Figure 3.5 Structure of a 16-bit Kogge-Stone adder

The second structural unit, that is denoted by a black dot (●), is presented in Fig. 3.7 and represents two gates (AND, AND-OR), which calculate the block-level propagate and generate signals. This unit is used from second up to the fifth level. In the fifth level, the OR gate is not need. Since these gates are not located at the primary inputs side, the evaluation transistor is optional. During the precharge phase, all the outputs of the domino gate are guaranteed to be low, turning off any discharge path in the succeeding domino stage. Elimination of the foot switch in stages other than the first lowers effort of the gates and speed up the evaluation but increases power consumption. The transistor level implementations of the propagate and generate signals in Domino logic are given in Fig. 3.6



Figure 3.6 The Domino gate design of the first structural unit (AND, OR)



Figure 3.7 The Domino gate design of the second structural unit (AND, AND-OR)

Finally the third structural unit that is symbolized by a diamond ( $\Diamond$ ) is shown in the Fig. 3.8. This unit realizes the XOR gate that is required for the calculation of the final sum.. An additional XOR gate is used for each pair of inputs  $(a_i, b_i)$ , which produces the propagate signal  $P_i$  for the calculation of the final sum.



Figure 3.8 The XOR gate of third structural unit

### 3.5. Manchester Carry Chains (MCC)

The Manchester carry chain is a variation of the carry look-ahead adder that uses shared logic to lower the transistor count. As we know the logic for generating each carry contains all of the logic used to generate the previous carries [1], [18]. A Manchester carry chain generates the intermediate carries by tapping off nodes in the gate that calculates the most significant carry value. Not all logic families have these internal nodes, however, CMOS being a major example. Dynamic logic can support shared logic, as can transmission gate logic. One of the major drawbacks of the Manchester carry chain is that the capacitive load of all of these outputs, together with the resistance of the transistors causes the propagation delay to increase much more quickly than a regular carry look-ahead. Thus, a Manchester carry chain section generally won't exceed 4-bits [24].

The Manchester carry topology is based on building a switch-logic network for the basic equation:

$$c_{i+1} = g_i + p_i c_i$$

That can be cascaded to feed to successively stages. Consider a full adder with inputs  $a_i$ ,  $b_i$  and  $c_i$ . We will use the generate and propagate expressions  $g_i = a_i b_i$ ,  $p_i = a_i \oplus b_i$  to introduce the term carry-kill that gets its name from the fact that if  $k_i = 1$ , then  $p_i = g_i = 0$  so that  $c_{i+1} = 0$ ;  $k_i = 1$  thus "kills" the carry-out bit. This can be verified from the table below.

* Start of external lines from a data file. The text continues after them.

PR #5459, opened 2026-04-08
[PQC] Renamed the ConsumerClient.exportCertificates utility function

Ceiu:
- Renamed the ConsumerClient.exportCertificates to exportCertificatePayloads to better indicate its actual behavior
- Updated several call sites to use the new method name


joshmalbrecht (approved):
Looks good!

PR #3588, opened 2023-09-28
Add `VerificationMessage` to `DcapVerifier`

nick-mobilecoin:
The `VerificationMessage` allows one to pretty print the result of a
failure to verify.

### DIFF
--- a/attest/untrusted/src/sim.rs
+++ b/attest/untrusted/src/sim.rs
@@ -206,12 +206,8 @@ fn c_struct_as_bytes<T>(c_struct: &T) -> &[u8] {
 #[cfg(test)]
 mod test {
     use super::*;
-    use mc_attest_verifier::DcapVerifier;
     use mc_attest_verifier_types::EnclaveReportDataContents;
-    use mc_attestation_verifier::{Evidence, TrustedMrEnclaveIdentity};
     use mc_sgx_dcap_types::{CertificationData, TcbInfo};
-    use p256::pkcs8::der::DateTime;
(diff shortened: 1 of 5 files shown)


attest/untrusted/src/sim.rs
```diff
@@ -249,26 +245,4 @@ mod test {
         let result = TcbInfo::try_from(&leaf_cert);
         assert!(result.is_ok());
     }
```
nick-mobilecoin, line 247: Originally I had the test for `DcapVerifier` in this `sim.rs` file to prevent an module meant for the enclave from depending on a file outside of the enclave, but that's only for tests, so I think it's ok and it's easier to see when `DcapVerifier` is being tested where it's defined

attest/verifier/src/dcap.rs
```diff
@@ -55,14 +58,26 @@ impl DcapVerifier {
...
+    fn fmt_padded(
+        &self,
+        f: &mut Formatter<'_>,
+        pad: usize,
+        result: &VerificationOutput<DcapVerifierOutput>,
+    ) -> core::fmt::Result {
+        let is_success = result.is_success();
+        let status = choice_to_status_message(is_success);
+
+        writeln!(f, "{:pad$}{status} DCAP evidence:", "")?;
```
nick-mobilecoin, line 76: I don't have a strong preference on what this header line should be, so up for suggestions on making it clearer if needed.

eranrund (approved):

PR #3592, opened 2023-09-29
`From` instead of `TryFrom` for proto to prost

nick-mobilecoin:
Previously some conversions in `mc-api` that were from protobuf types to
prost types were implemented as `TryFrom`. Now these conversions are
implemented as `From`. This allows for a more ergonomic API preventing
callers from having to check for errors that really shouldn't happen in
this conversion step.

### DIFF
--- a/api/src/convert/collateral.rs
+++ b/api/src/convert/collateral.rs
@@ -2,7 +2,7 @@
 
 //! Convert to/from external::Collateral
 
-use crate::{convert::encode_to_protobuf_vec, external, ConversionError};
+use crate::{external, ConversionError};
 use mc_attest_verifier_types::prost;
 use mc_sgx_dcap_types::Collateral;
 use mc_util_serial::Message;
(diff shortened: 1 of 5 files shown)


nick-mobilecoin:
* master
  * **PR #3592** <a href="https://app.graphite.dev/github/pr/mobilecoinfoundation/mobilecoin/3592" target="_blank">Graphite</a>  👈

This comment was auto-generated by [Graphite](https://app.graphite.dev/github/pr/mobilecoinfoundation/mobilecoin/3592?utm_source=stack-comment).

api/src/convert/collateral.rs
```diff
@@ -24,12 +24,25 @@ impl TryFrom<&Collateral> for external::Collateral {
...
-        let bytes = encode_to_protobuf_vec(src)?;
-        let prost = prost::Collateral::decode(bytes.as_slice())?;
+        let prost = prost::Collateral::from(src);
         Ok((&prost).try_into()?)
     }
 }
 
+impl From<&external::Collateral> for prost::Collateral {
+    fn from(src: &external::Collateral) -> Self {
+        Self {
```
nick-mobilecoin, line 34: I think using the `Self{}` here will ensure we don't omit a field and prost only has the fields unlike protobufs so this shouldn't be too bad to maintain.

Implementation wise these are both structures of nested byte vectors, or strings, so there really shouldn't be any issue conerting between the two, it's when one wants the `mc-sgx-dcap-types::Collateral` that it can fail.

dolanbernard (approved):

nick-mobilecoin:
### Merge Activity

* **Sep 29, 4:35 PM**: @nick-mobilecoin started a stack merge that includes this pull request via [Graphite](https://app.graphite.dev/github/pr/mobilecoinfoundation/mobilecoin/3592).

PR #3605, opened 2023-10-05
Implement `Message` for  `EvidenceKind`

nick-mobilecoin:
Previously `EvidenceMessage` was a proxy to decode the `EvidenceKind`
enum. This resulted in clients needing to first attempt to decode as
`EvidenceMessage` and then fall back to `VerificationReport`. Now the
logic of decoding `VerificationReport` versus `DcapEvidence` is wrapped
in the `Message` implementation of `EvidenceKind`.

### DIFF
--- a/attest/verifier/types/src/verification.rs
+++ b/attest/verifier/types/src/verification.rs
@@ -33,14 +33,6 @@ pub enum EvidenceKind {
     Dcap(prost::DcapEvidence),
 }
 
-// We default to `EvidenceKind::Epid` as that was the original kind of
-// `VerificationReport`.
-impl Default for EvidenceKind {
-    fn default() -> Self {
-        EvidenceKind::Epid(Default::default())
-    }
-}
-
 impl From<VerificationReport> for EvidenceKind {
     fn from(report: VerificationReport) -> Self {
         EvidenceKind::Epid(report)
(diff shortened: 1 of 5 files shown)


nick-mobilecoin:
* master
  * **PR #3605** <a href="https://app.graphite.dev/github/pr/mobilecoinfoundation/mobilecoin/3605" target="_blank">Graphite</a>  👈

This comment was auto-generated by [Graphite](https://app.graphite.dev/github/pr/mobilecoinfoundation/mobilecoin/3605?utm_source=stack-comment).

attest/verifier/types/src/verification.rs
```diff
@@ -27,16 +27,108 @@ pub struct DcapEvidence {
...
+// The tag to indicate a `DcapEvidence` variant. For backwards compatibility
+// this must be outside the range of tags used by `VerificationReport`.
+const TAG_DCAP_EVIDENCE: u32 = 4;
+
+/// In order to make `EvidenceKind` backwards compatible with the previous
+/// logic which would send `VerificationReport`'s, the protobuf tags that
+/// correspond to tags defined in `VerificationReport` will decode to the
+/// `EvidenceKind::Epid()` variant. Tags outside of a `VerificationReport`'s
+/// will be treated as other variants.
+impl Message for EvidenceKind {
```
nick-mobilecoin, line 73: Curious on thoughts to this approach. I think the previous plan of:
1. Try decoding as `EvidenceMessage`
2. If it's `None`, then try decoding as `VerificationReport`
This allows consumers of `EvidenceKind` and the protobufs that may come along, to always try to decode as `EvidenceKind` and not worry as much about the nitty gritty.

attest/verifier/types/src/verification.rs
```diff
@@ -27,16 +27,108 @@ pub struct DcapEvidence {
     pub report_data: EnclaveReportDataContents,
 }
 
-#[derive(Clone, Oneof)]
+#[derive(Clone, Debug, PartialEq, Deserialize, Serialize)]
 pub enum EvidenceKind {
-    #[prost(message, tag = "4")]
+    Epid(VerificationReport),
```
nick-mobilecoin, line 32: Other places I've used `AttestationEvidence` with a variant of `VerificationReport`
https://github.com/mobilecoinfoundation/mobilecoin/blob/c709b85bd47b31402003f09b84a1e9a9496a3356/blockchain/types/src/block_metadata.rs#L18

We probably need to revisit the naming here and in other places to be consistent

attest/verifier/types/src/verification.rs
```diff
@@ -27,16 +27,108 @@ pub struct DcapEvidence {
...
+/// will be treated as other variants.
+impl Message for EvidenceKind {
+    fn encode_raw<B>(&self, buf: &mut B)
+    where
+        B: BufMut,
+        Self: Sized,
+    {
+        match self {
+            EvidenceKind::Dcap(evidence) => {
+                encoding::message::encode(4, evidence, buf);
```
eranrund, line 81:
```suggestion
                encoding::message::encode(TAG_DCAP_EVIDENCE, evidence, buf);
```

eranrund (commented):
I don't think I have a super clear understanding of how this gets used.
How does this look in a `.proto` file or non-Rust code that wants to look at the report?

nick-mobilecoin:
> I don't think I have a super clear understanding of how this gets used. How does this look in a `.proto` file or non-Rust code that wants to look at the report?

Sorry, that context wasn't really provided.
This wouldn't work in a `.proto` file. Fortunately all places where the `VerificationReport` leaves a service via protobufs it's a field inside of another type so we're able to leverage `oneof` in those cases.

Where this proposed change comes into play, is in 2 places:
1. Sending the `VerificationReport` around in the kex handshake, 
  - https://github.com/mobilecoinfoundation/mobilecoin/blob/f48e2267a4f269097d4459ab17b874e021250171/attest/ake/src/responder.rs#L93
  - https://github.com/mobilecoinfoundation/mobilecoin/blob/f48e2267a4f269097d4459ab17b874e021250171/attest/ake/src/initiator.rs#L163
  - https://github.com/mobilecoinfoundation/mobilecoin/blob/f48e2267a4f269097d4459ab17b874e021250171/attest/ake/src/initiator.rs#L222
2. Watcher being able to retrieve previously stored `VerificationReport` and store new `DcapEvidence` unambiguosly
  - https://github.com/mobilecoinfoundation/mobilecoin/blob/f48e2267a4f269097d4459ab17b874e021250171/watcher/src/watcher_db.rs#L722
  - https://github.com/mobilecoinfoundation/mobilecoin/blob/f48e2267a4f269097d4459ab17b874e021250171/watcher/src/watcher_db.rs#L786
  
The first use case is temporary and will only need to persist for clients to ease the transition from `VerificationReport` to `DcapEvidence`.

For watcher, I think it will need to persist indefinitely. It may be that we could migrate the entry in the database similar to what Fog Report is doing, https://github.com/mobilecoinfoundation/mobilecoin/blob/f48e2267a4f269097d4459ab17b874e021250171/fog/sql_recovery_db/src/lib.rs#L1222. 
Fog report didn't need special logic as it's an ephemeral entry that will be changed on service restart.

eranrund:
> > I don't think I have a super clear understanding of how this gets used. How does this look in a `.proto` file or non-Rust code that wants to look at the report?
> 
> Sorry, that context wasn't really provided. This wouldn't work in a `.proto` file. Fortunately all places where the `VerificationReport` leaves a service via protobufs it's a field inside of another type so we're able to leverage `oneof` in those cases.
> 
> Where this proposed change comes into play, is in 2 places:
> 
>     1. Sending the `VerificationReport` around in the kex handshake,
> 
> 
>     * https://github.com/mobilecoinfoundation/mobilecoin/blob/f48e2267a4f269097d4459ab17b874e021250171/attest/ake/src/responder.rs#L93
> 
>     * https://github.com/mobilecoinfoundation/mobilecoin/blob/f48e2267a4f269097d4459ab17b874e021250171/attest/ake/src/initiator.rs#L163
> 
>     * https://github.com/mobilecoinfoundation/mobilecoin/blob/f48e2267a4f269097d4459ab17b874e021250171/attest/ake/src/initiator.rs#L222
> 
> 
>     2. Watcher being able to retrieve previously stored `VerificationReport` and store new `DcapEvidence` unambiguosly
> 
> 
>     * https://github.com/mobilecoinfoundation/mobilecoin/blob/f48e2267a4f269097d4459ab17b874e021250171/watcher/src/watcher_db.rs#L722
> 
>     * https://github.com/mobilecoinfoundation/mobilecoin/blob/f48e2267a4f269097d4459ab17b874e021250171/watcher/src/watcher_db.rs#L786
> 
> 
> The first use case is temporary and will only need to persist for clients to ease the transition from `VerificationReport` to `DcapEvidence`.
> 
> For watcher, I think it will need to persist indefinitely. It may be that we could migrate the entry in the database similar to what Fog Report is doing,
> 
> https://github.com/mobilecoinfoundation/mobilecoin/blob/f48e2267a4f269097d4459ab17b874e021250171/fog/sql_recovery_db/src/lib.rs#L1222
> .
> Fog report didn't need special logic as it's an ephemeral entry that will be changed on service restart.

Thanks for the detailed explanation! I like the thought of not having this kind of hack stick around forever, so I think a migration for the watcher to use a oneof field would be beneficial.

attest/verifier/types/src/verification.rs
```diff
@@ -27,16 +27,68 @@ pub struct DcapEvidence {
...
+}
+
+// A local only struct to make it nest a `prost::DcapEvidence` behind a tag.
+// This allows `DcapEvidence` to be used in prior locations where
+// `VerificationReport` was used. The tag is `4` to avoid collisions with the
+// `VerificationReport` tags.
+#[derive(Message)]
+struct DcapEvidenceDecoder {
+    #[prost(message, tag = 4)]
+    pub dcap: Option<prost::DcapEvidence>,
```
nick-mobilecoin, line 91: I realized this will also need to stay indefinitely in the ake handshake, or we'll need to do a similar transition in the 7.0 release so that the DcapEvidence is sent directly in the ake handshake without the "4" tag.  Either way this special logic is hidden behind the `EvidenceKind` so should mitigate most issues around it.

attest/verifier/types/src/verification.rs
nick-mobilecoin: changed implementation, to have dedicated methods on the `EvidenceKind` so that it's less likely someone tries to use this serialization method in other places where it's not intended

eranrund (approved):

Table 3.3 Propagate, generate and carry-kill values

| $a_{i}$ | b <sub>i</sub> | $p_{\rm i}$ | g <sub>i</sub> | k <sub>i</sub> |
|---------|----------------|-------------|----------------|----------------|
| 0       | 0              | 0           | 0              | 1              |
| 0       | 1              | 1           | 0              | 0              |
| 1       | 0              | 1           | 0              | 0              |
| 1       | 1              | 0           | 1              | 0              |

The Manchester carry topology is based on realized exploiting the behaviour described in Table 3.3. Since only one of the three quantities  $p_i$ ,  $g_i$  and  $k_i$  can be high each time, we can construct the switch-level circuit using such a way so that one transistor is on (in conducting state) at a time as it is shown in Fig. 3.9.



Figure 3.9 Switching network for the carry-out equation

Two of several different Manchester carry circuit implementations are shown in Fig. 3.10. The operation of the static logic gate is much complicated than the dynamic circuit.

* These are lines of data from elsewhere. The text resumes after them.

PR #3607, opened 2023-10-06
Use general term "attestation evidence" in watcher

nick-mobilecoin:
Previously `mc-watcher` used "verification report" or similar to refer
to the `VerificationReport`. With the anticipated use of `DcapEvidence`
`mc-watcher` has been updated to use a more generic term of "attestation
evidence" where appropriate.

I was making changes to watcher to support handling `DcapEvidence` and it seemed that many places where `verification_report` (or similar) was used would be ambiguous to future maintainers. This renaming may be a bit aggressive or perhaps we should completely avoid it as this PR is larger than ideal.

### DIFF
--- a/watcher/src/watcher_db.rs
+++ b/watcher/src/watcher_db.rs
@@ -56,16 +56,22 @@ impl MetadataStoreSettings for WatcherDbMetadataStoreSettings {
 /// Block signatures database name.
 pub const BLOCK_SIGNATURES_DB_NAME: &str = "watcher_db:block_signatures";
 
-/// VerificationReports database name.
-pub const VERIFICATION_REPORTS_BY_BLOCK_SIGNER_DB_NAME: &str =
+/// Attestation evidence database name.
+/// Called `verification_reports_by_block_signer` due to original attestation
+/// evidence being `VerificationReport`
+pub const ATTESTATION_EVIDENCE_BY_BLOCK_SIGNER_DB_NAME: &str =
     "watcher_db:verification_reports_by_block_signer";
 
-/// Verification reports poll queue database name.
-pub const VERIFICATION_REPORTS_POLL_QUEUE_DB_NAME: &str =
+/// Attestation evidence poll queue database name.
+/// Called `verification_reports_poll_queue` due to original attestation
+/// evidence being `VerificationReport`
+pub const ATTESTATION_EVIDENCE_POLL_QUEUE_DB_NAME: &str =
     "watcher_db:verification_reports_poll_queue";
 
-/// Verification reports by report hash database name.
-pub const VERIFICATION_REPORTS_BY_HASH_DB_NAME: &str = "watcher_db:verification_reports_by_hash";
+/// Attestation evidence by hash database name.
+/// Called `verification_reports_by_hash` due to original attestation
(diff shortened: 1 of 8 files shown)


nick-mobilecoin:
* master
  * **PR #3607** <a href="https://app.graphite.dev/github/pr/mobilecoinfoundation/mobilecoin/3607" target="_blank">Graphite</a>  👈

This comment was auto-generated by [Graphite](https://app.graphite.dev/github/pr/mobilecoinfoundation/mobilecoin/3607?utm_source=stack-comment).

watcher/src/watcher_db.rs
```diff
@@ -672,70 +674,66 @@ impl WatcherDB {
...
             hex::encode(signer.to_bytes()),
-            verification_report.is_some(),
+            attestation_evidence.is_some(),
             value_bytes.len(),
         );
 
-        // First, write the hash -> verification report entry.
-        let hash: [u8; 32] = value_bytes.digest32::<MerlinTranscript>(b"verification_report");
+        // First, write the hash -> attestation evidence entry.
+        let hash: [u8; 32] = value_bytes.digest32::<MerlinTranscript>(b"attestation_evidence");
```
nick-mobilecoin, line 734: My understanding is that updating this value to the hash will only affect if we restart Watcher DB without restarting consensus. This creates a possibility we have 2 entries after a restart. One for `"verification_report"` and one for `"attestation_evidence"`.  It appears we have logic to handle duplicate entries.

The hash only seems to be used to see if the report is already in the DB, so don't think this will affect historical look ups.

watcher/src/watcher_db.rs
```diff
@@ -56,16 +56,22 @@ impl MetadataStoreSettings for WatcherDbMetadataStoreSettings {
 /// Block signatures database name.
 pub const BLOCK_SIGNATURES_DB_NAME: &str = "watcher_db:block_signatures";
 
-/// VerificationReports database name.
-pub const VERIFICATION_REPORTS_BY_BLOCK_SIGNER_DB_NAME: &str =
+/// Attestation evidence database name.
+/// Called `verification_reports_by_block_signer` due to original attestation
+/// evidence being `VerificationReport`
+pub const ATTESTATION_EVIDENCE_BY_BLOCK_SIGNER_DB_NAME: &str =
```
nick-mobilecoin, line 62: My understanding is that changing these strings would result in issues getting the historical data, unless some kind of migration happened. So left the names the same here.

eranrund: Correct, the strings cannot be changed

watcher/src/watcher_db.rs
eranrund: The hash is also used here (but is not being calculated there): https://github.com/mobilecoinfoundation/mobilecoin/blob/944ababc13831fd57cb91dce0ba959733610b3f6/watcher/src/watcher_db.rs#L833C45-L833C73

but I don't think this will get affected by the hashing being changed, so we're good.

eranrund (approved):
I think this is fine even if it contains many changes since it'll make grepping for attestation-evidence-related code easier in the future. Thank you!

Figure 3.10 (a) Static circuit, (b) Dynamic circuit

The logic of the dynamic circuit is similar to the static except that the evaluation nMOS M3 in Fig. 3.11(b) replaces a logic transistor. During the precharge (CLK = 0), the output node is brought to the logic "1". Evaluation takes place when the clock switches to "0". A carry propagation occurs if  $p_i = 1$ , while the node discharges to "0" if  $g_i = 1$ . This circuit can be use to build the Manchester carry chain shown in Fig. 3.11. Every stage undergoes precharge when CLK = "0". The carry bits are available during the evaluation time with the longest delay time for  $c_4$ .

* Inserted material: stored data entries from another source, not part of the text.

PR #3608, opened 2023-10-07
Update watcher to handle `EvidenceKind`

nick-mobilecoin:
Previously watcher would only work with `VerificationReport`s. Now
watcher will work with `EvidenceKind` allowing it to work with both the
legacy `VerificationReport` and the newer `DcapEvidence`.

### DIFF
--- a/watcher/src/attestation_evidence_collector.rs
+++ b/watcher/src/attestation_evidence_collector.rs
@@ -9,7 +9,8 @@ use mc_attest_ake::{
     AuthRequestOutput, ClientInitiate, Start, Transition, UnverifiedAttestationEvidence,
 };
 use mc_attest_api::{attest::AuthMessage, attest_grpc::AttestedApiClient};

Figure 3.11 Conventional domino 4-bit MCC

In binary addition the computation of the carry signals is based on the following recursive formula:

$$c_{i} = g_{i} + z_{i} \cdot c_{i-1}$$
 (1) 
$$g_{i} = a_{i} \cdot b_{i}$$
 Generate signal 
$$z_{i} = t_{i} = a_{i} + b_{i}$$
 Propagate signals 
$$z_{i} = p_{i} = a_{i} \oplus b_{i}$$

Where  $g_i$  and  $z_i$  are the carry generate and the carry propagate terms respectively.

In Fig. 3.12, the implementation of the generate and the two types of propagate signals (inclusive and exclusive) in Domino CMOS logic is shown.



Figure 3.12 Domino implementation for the inclusive propagate (a), generate (b), and exclusive propagate (c) signals.

Expanding relations in (1) each carry bit  $c_i$  can be expressed as:

$$c_i = g_i + z_i g_{i-1} + z_i z_{i-1} g_{i-2} + \ldots + z_i z_{i-1} \ldots z_1 g_0 + z_i z_{i-1} \ldots z_0 c_{-1}$$

The sum bits of the adder are defined as  $s_i = p_i \oplus c_{i-1}$ , where  $c_{-1}$  is the input carry.

For the implementation of the sum signals the Domino chain is terminated and the sum bits of the Manchester Carry Chain adder are implemented using static CMOS XOR gates [17], the design of which is shown in Fig. 3.13.



Figure 3.13 Static CMOS implementation of the XOR gate for the sum calculation.

# 3.5.1. Carry Bypass in MCC Adder

Several variations of the MCC adder in Domino CMOS logic have been proposed in the literature [17], [24-29]. Moreover, static CMOS MCC implementations are also available [30]-[31]. All these works, aimed to speed up the addition operation

using different techniques. In the following paragraph we will introduce the Carry Bypass technique.



Figure 3.14 MCC implementation of the bypass adder

Fig. 3.14 demonstrates the bypass MCC adder design that can speed up the addition, where the carry propagates either through the bypass path or generated somewhere in the chain. In both cases, the delay is smaller than the normal ripple configuration.

A high speed design has been proposed in [29], where the MCC is supported by the carry-skip capability to improve performance. Each m-bit block has two carry skip pull-down transistors controlled by a skip signal. This skip signal (sk<sub>j</sub>) is generated by ANDing all m carry propagate signals, where:

$$sk_j \!= P_{mj}\; P_{mj+1}\; P_{mj+2} \ldots .\; P_{mj+m\text{-}1}$$

The carry skip pull-down transistor speed up the generation of the  $m^{th}$  carry bit of the block and restore signal strength at this node, eliminating the need for intermediate buffers between the blocks nodes.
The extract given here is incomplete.